Anyone who expected to see a big jump in foreclosure numbers—especially since banks are supposedly ramping up the process after the "robosigning" faulty paperwork scandal—got a big surprise today.
Total foreclosure activity increased a mere one percentin January month-to-month, according to RealtyTrac.
More importantly, the final stage of foreclosure, bank repossessions (where most of the robo-issues allegedly lie) actually fell 11 percent in judicial foreclosure states and rose 23 percent in non-judicial states. Judicial foreclosure states require the loan paperwork to be filed in court for a judge's ruling; non-judicial states simply require the foreclosure paperwork to be filed with the county records. There are 23 judicial foreclosure states. Clearly the servicers aren't ramping up as we thought.
"I think the poster child for everything that’s going wrong with foreclosures right now is probably Florida," notes RealtyTrac's Rick Sharga. "The state's numbers are off 54 percent year-over-year and there's no empirical data that suggest that the market conditions have improved even a little bit, much less 54 percent."
Sharga blames not only a backlog of troubled loans at the banks, but in the courts. They just can't handle the volume. In non-judicial states, the numbers are up, but not as high as you might expect. But wait, there's more.
Notices of Default, the first stage of the foreclosure process, are at their lowest level in years in January, "which indicates servicers are unwilling or unable to start and finish foreclosures on all properties at will, like they used to," says mortgage consultant Mark Hanson.

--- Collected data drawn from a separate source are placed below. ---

PR #311, opened 2015-01-09
Generalize construction of ros_prefix and use it consistently

elmi82:
The ros_prefix currently handled special situations like building a native package with a virtclass override. This can be handled more easily by basing the prefix on yocto's base prefix. This also sets the prefix correctly if one wants to build nativesdk packages.

Additionally the special ros_prefixes should be use in all ros packages to ensure the resulting packages contain all necessary assets.


bulwahn:
:+1:

PR #319, opened 2015-03-03
 Reduction of runtime dependencies

andreasbaak:
The packages roslaunch and roslib pull in coreutils, gcc, cmake and
other build utilties as runtime dependencies that are all deployed on
the target board together with the ros packages. Most of the
dependencies are not needed at runtime. Drawbacks in the current state:
-  increased the image size (gcc is a big package)
-  coreutils is licensed under GPLv3 and 
  must not be deployed in some production systems

Therefore, the two patches remove the critical runtime dependencies.


bulwahn:
I have already discussed the changes with Andreas in person. So, :+1: from my side.

PR #327, opened 2015-05-28
Update from virtclass-native to class-native

ashcharles:
As per Section 24.5.15 of the Yocto Manual [1], use of 'virtclass'
overrides has been deprecated since Yocto version 1.6. Update to
the new syntax.

[1] http://www.yoctoproject.org/docs/1.8/mega-manual/mega-manual.html

Signed-off-by: Ash Charles ashcharles@gmail.com


bulwahn:
:+1: Looks good.

PR #358, opened 2015-10-05
Added gst-plugins-good to DEPENDS line

wintermuteger:
Some of the gst-plugins-good modules were missing to setup a cam for some basic scenarios/tutorials. I added it so they'll be added to the default build set.


bulwahn:
:+1:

"More importantly, the drop in NOD and NTS (notice of trustee sale) were 1 percent and 4 percent in January m/m respectively. But because December was a holiday impacted month — with holiday days and moratoriums, January average daily NOD and NTS results were horrific i.e., January had far more days and there were no holiday moratoriums impacting the servicers filing NOD and NTS," Hanson adds.
All of this just means a bigger backlog of distress clogging up the system and weighing on the housing recovery.
"The worst thing that could happen for the housing market in terms of a recovery is that this procedural issue becomes more and more pronounced, and we have a longer drag out of processing foreclosures."
Foreclosed properties are in great demand now, as wary home buyers and thirsty investors look for the best possible deals. If the banks don't serve up the REO's, and organic home prices are still too high for some, well, you do the math.